We don't need to shuffle test set. It will eventually be used in the final
evaluation evaluated with hap.py
on the whole set.
Shuffling the tensorflow.Example
s is an important step for training a model.
In our training logic, we decided to not shuffle our examples within TensorFlow,
but rely a preprocessing step that shuffles the examples globally.
First, if you have run this step before, and want to rerun it, you might want to consider cleaning up previous data first to avoid confusion:
# (Optoinal) Clean up existing files.
gsutil -m rm -f "${OUTPUT_BUCKET}/training_set.with_label.shuffled-?????-of-?????.tfrecord.gz"
gsutil rm -f "${OUTPUT_BUCKET}/training_set.dataset_config.pbtxt"
Here we provide an example of running on Cloud Dataflow Runner as well locally using DirectRunner. Beam can also use other runners, such as Spark Runner.
First, install beam on your machine following the instructions at https://beam.apache.org/get-started/quickstart-py/
Here is an example.
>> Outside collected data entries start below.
PR #104, opened 2019-11-22
Redact names

### LINKED ISSUE #47: Protect voters' data better before swap - redact part of name
Screen Shot 2019-11-06 at 18 37 04
Ideal would be to keep first name and second initial. 

However, names don't all follow the same rules, so could we redact the last `50%-1` of characters? Better ideas welcome

threedaymonk:
This:

- Redacts names as described in #47, paying attention to potential edge cases and non-ASCII names
- Exposes a `redacted_name` attribute on the `User` model (with an eye towards letting people set their on redacted name in future)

You might or might not need to install everything below:
sudo apt -y install python-dev python-pip
pip install --upgrade pip
pip install --user --upgrade virtualenv
A virtual environment is a directory tree containing its own Python distribution. To create a virtual environment, create a directory and run:
virtualenv ${HOME}/virtualenv_beam
A virtual environment needs to be activated for each shell that is to use it. Activating it sets some environment variables that point to the virtual environment’s directories.
To activate a virtual environment in Bash, run:
. ${HOME}/virtualenv_beam/bin/activate
Once this is activated, install Beam:
pip install apache-beam
Get the code that shuffles:
wget https://raw.githubusercontent.com/google/deepvariant/r0.7/tools/shuffle_tfrecords_beam.py -O ${SHUFFLE_SCRIPT_DIR}/shuffle_tfrecords_beam.py
Validation set is small, so we will just shuffle locally using DirectRunner:
# First, clean up existing files.
rm -f "${OUTPUT_DIR}/validation_set.with_label.shuffled-?????-of-?????.tfrecord.gz"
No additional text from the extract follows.